* **WHAT IS BEING ASKED**: Find and return every line of the data that contains the word "Checks".

#### GIVEN INFORMATION

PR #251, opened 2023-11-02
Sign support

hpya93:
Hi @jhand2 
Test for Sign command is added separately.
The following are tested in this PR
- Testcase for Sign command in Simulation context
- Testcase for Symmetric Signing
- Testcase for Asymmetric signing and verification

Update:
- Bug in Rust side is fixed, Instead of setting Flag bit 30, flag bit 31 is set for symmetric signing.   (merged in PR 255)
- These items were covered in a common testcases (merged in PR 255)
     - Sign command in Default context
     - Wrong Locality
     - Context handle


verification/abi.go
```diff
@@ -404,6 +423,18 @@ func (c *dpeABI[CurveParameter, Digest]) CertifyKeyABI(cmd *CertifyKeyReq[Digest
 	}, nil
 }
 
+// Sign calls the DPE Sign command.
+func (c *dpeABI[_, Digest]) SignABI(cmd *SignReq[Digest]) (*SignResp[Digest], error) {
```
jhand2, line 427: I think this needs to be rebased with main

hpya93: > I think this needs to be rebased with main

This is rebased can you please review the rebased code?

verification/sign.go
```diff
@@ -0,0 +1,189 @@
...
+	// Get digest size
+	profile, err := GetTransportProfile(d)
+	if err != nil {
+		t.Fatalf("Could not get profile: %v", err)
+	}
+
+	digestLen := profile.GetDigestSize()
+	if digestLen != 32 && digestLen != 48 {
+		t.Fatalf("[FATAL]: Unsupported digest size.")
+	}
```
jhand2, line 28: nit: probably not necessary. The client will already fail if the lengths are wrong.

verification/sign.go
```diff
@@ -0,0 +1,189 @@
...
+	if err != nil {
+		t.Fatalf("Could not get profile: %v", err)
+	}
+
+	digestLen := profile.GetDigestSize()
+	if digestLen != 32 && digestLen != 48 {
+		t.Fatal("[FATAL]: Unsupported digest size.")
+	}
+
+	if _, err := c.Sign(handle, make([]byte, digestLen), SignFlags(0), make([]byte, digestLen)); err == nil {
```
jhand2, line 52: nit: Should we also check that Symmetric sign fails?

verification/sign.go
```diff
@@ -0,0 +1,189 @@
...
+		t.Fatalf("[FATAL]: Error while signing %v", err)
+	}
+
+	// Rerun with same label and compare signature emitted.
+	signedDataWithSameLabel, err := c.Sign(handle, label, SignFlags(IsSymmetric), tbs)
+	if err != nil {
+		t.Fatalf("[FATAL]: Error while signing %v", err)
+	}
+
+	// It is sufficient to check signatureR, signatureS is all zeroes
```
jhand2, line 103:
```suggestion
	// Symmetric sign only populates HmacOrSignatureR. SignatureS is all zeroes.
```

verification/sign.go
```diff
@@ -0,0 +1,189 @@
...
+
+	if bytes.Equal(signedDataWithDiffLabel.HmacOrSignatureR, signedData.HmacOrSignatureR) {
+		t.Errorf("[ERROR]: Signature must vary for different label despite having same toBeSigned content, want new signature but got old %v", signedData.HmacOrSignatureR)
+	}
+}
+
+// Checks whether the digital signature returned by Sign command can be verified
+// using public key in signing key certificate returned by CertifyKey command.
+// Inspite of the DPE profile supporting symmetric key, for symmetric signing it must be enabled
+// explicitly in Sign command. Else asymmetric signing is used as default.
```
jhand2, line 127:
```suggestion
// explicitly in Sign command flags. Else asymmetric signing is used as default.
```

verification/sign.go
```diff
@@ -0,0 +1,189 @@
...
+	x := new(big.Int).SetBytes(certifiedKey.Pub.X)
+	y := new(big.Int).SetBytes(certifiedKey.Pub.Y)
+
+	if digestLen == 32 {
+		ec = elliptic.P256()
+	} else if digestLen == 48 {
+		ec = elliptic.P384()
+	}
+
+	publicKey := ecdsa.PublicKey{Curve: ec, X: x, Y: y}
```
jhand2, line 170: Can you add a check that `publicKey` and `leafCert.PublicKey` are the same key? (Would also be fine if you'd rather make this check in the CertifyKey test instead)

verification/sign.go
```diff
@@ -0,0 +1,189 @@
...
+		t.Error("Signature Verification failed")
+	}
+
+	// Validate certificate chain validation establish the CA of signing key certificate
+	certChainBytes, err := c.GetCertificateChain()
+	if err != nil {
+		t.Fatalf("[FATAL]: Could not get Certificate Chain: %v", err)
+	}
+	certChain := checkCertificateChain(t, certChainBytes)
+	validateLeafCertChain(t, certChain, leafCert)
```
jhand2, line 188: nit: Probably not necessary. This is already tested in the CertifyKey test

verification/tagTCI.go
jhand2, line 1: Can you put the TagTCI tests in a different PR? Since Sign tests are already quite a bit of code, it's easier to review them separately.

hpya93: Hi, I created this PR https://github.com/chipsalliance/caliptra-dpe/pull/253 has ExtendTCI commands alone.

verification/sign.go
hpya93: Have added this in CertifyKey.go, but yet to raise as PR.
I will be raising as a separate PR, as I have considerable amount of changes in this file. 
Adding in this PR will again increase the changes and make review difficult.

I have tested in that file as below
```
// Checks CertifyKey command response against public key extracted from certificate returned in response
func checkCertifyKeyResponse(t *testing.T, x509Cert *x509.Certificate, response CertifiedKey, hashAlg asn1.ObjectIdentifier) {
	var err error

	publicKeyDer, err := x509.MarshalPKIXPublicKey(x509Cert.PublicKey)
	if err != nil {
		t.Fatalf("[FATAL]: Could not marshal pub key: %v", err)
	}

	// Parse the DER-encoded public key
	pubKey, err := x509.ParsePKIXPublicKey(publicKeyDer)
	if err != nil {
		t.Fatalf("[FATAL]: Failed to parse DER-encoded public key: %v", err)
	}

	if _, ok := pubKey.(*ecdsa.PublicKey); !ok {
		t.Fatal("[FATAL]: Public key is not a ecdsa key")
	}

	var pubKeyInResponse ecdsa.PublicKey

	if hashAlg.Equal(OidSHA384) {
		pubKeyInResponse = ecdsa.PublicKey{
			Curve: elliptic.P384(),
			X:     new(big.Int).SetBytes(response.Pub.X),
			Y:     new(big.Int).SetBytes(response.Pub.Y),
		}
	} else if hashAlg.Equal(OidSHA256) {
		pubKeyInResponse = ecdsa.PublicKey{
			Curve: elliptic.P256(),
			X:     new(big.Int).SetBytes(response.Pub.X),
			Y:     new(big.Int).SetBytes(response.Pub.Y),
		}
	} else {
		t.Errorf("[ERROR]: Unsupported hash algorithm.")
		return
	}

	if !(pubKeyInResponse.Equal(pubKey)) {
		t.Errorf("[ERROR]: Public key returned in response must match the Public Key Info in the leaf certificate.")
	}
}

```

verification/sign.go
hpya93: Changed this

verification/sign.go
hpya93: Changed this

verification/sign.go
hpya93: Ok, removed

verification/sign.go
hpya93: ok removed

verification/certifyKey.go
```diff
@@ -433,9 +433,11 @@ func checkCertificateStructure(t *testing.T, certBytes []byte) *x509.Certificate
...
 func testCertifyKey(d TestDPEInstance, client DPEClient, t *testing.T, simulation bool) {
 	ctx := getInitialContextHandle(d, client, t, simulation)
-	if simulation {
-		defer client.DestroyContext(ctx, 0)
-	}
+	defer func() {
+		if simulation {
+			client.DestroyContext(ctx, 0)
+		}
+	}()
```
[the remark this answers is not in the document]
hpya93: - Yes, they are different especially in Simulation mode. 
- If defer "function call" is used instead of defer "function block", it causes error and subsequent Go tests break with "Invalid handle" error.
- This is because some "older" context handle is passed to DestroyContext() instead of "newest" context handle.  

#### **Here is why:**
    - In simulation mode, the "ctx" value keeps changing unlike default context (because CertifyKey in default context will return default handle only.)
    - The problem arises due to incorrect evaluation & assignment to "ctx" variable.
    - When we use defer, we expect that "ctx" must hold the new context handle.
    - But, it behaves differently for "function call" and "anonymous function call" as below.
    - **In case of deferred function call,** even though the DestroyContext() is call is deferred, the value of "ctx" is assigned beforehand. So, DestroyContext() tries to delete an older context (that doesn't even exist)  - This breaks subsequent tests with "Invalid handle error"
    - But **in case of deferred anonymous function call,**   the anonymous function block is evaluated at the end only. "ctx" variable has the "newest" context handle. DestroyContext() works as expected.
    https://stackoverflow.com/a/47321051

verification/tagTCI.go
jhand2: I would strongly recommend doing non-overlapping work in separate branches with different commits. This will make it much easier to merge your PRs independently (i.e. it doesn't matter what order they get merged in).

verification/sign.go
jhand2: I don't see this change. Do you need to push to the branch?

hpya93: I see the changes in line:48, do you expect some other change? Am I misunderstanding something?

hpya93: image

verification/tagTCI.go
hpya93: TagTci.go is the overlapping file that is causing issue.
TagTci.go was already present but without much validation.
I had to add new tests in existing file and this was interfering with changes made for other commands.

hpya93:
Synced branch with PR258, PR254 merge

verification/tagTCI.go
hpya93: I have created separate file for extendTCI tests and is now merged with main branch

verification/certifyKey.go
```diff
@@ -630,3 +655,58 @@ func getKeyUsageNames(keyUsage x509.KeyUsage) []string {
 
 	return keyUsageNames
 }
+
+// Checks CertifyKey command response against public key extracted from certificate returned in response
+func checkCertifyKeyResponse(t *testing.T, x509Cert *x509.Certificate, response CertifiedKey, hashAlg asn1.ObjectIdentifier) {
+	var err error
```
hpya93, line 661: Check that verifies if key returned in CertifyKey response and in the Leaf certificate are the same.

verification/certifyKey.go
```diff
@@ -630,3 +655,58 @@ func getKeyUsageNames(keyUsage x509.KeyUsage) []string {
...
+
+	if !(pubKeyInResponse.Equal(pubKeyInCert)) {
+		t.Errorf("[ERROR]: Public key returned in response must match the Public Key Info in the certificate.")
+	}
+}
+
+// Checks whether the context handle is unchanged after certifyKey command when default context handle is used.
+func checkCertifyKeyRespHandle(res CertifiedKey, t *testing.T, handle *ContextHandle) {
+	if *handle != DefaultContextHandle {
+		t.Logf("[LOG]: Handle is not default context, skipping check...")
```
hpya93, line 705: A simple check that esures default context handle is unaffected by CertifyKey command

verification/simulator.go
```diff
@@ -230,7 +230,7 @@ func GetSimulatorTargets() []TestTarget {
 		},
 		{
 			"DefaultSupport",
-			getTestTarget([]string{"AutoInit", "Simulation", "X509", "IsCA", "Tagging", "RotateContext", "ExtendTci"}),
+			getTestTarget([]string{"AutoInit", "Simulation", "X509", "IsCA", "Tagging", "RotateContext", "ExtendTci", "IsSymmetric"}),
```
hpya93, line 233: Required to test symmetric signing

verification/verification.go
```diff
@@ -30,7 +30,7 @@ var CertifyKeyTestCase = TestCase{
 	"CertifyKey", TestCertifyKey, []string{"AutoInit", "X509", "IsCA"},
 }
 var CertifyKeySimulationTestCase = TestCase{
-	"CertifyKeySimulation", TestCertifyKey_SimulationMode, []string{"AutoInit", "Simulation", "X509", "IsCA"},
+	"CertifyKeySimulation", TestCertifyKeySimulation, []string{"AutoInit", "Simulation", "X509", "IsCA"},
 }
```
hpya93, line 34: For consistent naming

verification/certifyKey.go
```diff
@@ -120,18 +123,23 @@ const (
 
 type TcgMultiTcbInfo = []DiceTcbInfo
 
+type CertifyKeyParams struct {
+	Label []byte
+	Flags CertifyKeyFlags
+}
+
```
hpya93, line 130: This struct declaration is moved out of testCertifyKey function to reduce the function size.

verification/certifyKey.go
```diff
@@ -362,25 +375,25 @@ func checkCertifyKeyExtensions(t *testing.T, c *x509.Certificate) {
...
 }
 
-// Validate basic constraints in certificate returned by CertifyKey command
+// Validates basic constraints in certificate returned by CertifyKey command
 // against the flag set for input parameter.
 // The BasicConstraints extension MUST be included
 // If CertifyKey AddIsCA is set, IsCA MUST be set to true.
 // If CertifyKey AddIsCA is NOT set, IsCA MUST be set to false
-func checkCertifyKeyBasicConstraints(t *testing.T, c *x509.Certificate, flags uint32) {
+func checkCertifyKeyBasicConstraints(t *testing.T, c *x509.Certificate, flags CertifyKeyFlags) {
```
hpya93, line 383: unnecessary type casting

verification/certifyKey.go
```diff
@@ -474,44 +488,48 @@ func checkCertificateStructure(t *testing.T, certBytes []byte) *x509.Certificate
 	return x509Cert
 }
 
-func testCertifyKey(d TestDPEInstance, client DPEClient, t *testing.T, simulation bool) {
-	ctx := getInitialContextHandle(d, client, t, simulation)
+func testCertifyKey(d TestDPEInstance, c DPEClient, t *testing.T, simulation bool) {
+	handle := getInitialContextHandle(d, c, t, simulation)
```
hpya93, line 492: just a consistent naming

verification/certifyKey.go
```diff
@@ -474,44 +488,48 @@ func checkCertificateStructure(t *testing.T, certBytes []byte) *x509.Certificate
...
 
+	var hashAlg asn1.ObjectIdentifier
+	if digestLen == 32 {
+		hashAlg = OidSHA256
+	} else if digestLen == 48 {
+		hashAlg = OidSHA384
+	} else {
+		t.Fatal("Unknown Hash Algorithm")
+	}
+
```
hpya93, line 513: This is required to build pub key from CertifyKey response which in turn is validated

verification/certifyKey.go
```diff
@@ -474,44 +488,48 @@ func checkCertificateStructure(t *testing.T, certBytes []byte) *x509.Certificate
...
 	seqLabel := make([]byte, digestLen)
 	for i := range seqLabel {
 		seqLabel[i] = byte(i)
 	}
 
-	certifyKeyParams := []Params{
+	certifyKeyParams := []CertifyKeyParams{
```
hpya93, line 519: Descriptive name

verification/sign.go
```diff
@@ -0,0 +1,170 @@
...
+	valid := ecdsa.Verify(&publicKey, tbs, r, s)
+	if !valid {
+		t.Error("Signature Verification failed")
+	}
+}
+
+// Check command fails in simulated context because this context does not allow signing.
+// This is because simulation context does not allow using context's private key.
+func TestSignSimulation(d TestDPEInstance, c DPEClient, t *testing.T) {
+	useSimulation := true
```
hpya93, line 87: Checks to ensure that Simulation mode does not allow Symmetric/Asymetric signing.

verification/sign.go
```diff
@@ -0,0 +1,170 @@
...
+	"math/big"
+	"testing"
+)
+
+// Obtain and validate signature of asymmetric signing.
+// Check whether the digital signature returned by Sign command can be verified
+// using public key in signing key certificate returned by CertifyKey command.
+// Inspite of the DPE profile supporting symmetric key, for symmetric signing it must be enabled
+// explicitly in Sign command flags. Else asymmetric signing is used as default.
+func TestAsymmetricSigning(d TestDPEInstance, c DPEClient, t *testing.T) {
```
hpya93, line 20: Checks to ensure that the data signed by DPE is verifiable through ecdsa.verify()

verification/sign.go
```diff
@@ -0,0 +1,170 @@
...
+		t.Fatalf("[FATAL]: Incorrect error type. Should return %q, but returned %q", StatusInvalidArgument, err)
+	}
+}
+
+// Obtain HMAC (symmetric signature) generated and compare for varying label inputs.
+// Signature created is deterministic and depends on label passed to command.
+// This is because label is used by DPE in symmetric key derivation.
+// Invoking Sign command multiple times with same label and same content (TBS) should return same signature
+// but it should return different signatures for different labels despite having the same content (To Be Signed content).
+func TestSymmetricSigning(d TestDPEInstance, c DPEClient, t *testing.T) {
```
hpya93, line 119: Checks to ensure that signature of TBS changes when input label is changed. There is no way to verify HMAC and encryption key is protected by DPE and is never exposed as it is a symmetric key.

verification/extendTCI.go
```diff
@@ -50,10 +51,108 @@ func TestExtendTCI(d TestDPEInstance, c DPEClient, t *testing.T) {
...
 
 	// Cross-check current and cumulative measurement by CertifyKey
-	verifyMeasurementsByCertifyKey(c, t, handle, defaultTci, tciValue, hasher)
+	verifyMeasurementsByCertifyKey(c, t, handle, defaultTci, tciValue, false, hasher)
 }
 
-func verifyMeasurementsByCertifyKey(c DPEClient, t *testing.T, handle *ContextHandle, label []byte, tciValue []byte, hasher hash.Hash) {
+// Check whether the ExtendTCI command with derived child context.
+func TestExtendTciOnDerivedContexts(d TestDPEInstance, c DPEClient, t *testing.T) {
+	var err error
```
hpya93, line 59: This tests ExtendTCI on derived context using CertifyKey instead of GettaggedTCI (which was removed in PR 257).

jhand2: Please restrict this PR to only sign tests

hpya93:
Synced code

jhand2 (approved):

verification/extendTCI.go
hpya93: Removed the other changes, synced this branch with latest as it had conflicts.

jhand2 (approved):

########

* **TASK SOLUTION**:
+// Checks whether the digital signature returned by Sign command can be verified
// Checks CertifyKey command response against public key extracted from certificate returned in response
+// Checks CertifyKey command response against public key extracted from certificate returned in response
+// Checks whether the context handle is unchanged after certifyKey command when default context handle is used.
hpya93, line 87: Checks to ensure that Simulation mode does not allow Symmetric/Asymetric signing.
hpya93, line 20: Checks to ensure that the data signed by DPE is verifiable through ecdsa.verify()
hpya93, line 119: Checks to ensure that signature of TBS changes when input label is changed. There is no way to verify HMAC and encryption key is protected by DPE and is never exposed as it is a symmetric key.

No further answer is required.